(Saved data entries)
========================================

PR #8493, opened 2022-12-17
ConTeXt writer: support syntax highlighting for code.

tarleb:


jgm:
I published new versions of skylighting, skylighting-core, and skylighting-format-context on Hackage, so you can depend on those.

========================================

Work to complete — Retype each line above with no alterations.

Response —
PR #8493, opened 2022-12-17
ConTeXt writer: support syntax highlighting for code.

tarleb:


jgm:
I published new versions of skylighting, skylighting-core, and skylighting-format-context on Hackage, so you can depend on those.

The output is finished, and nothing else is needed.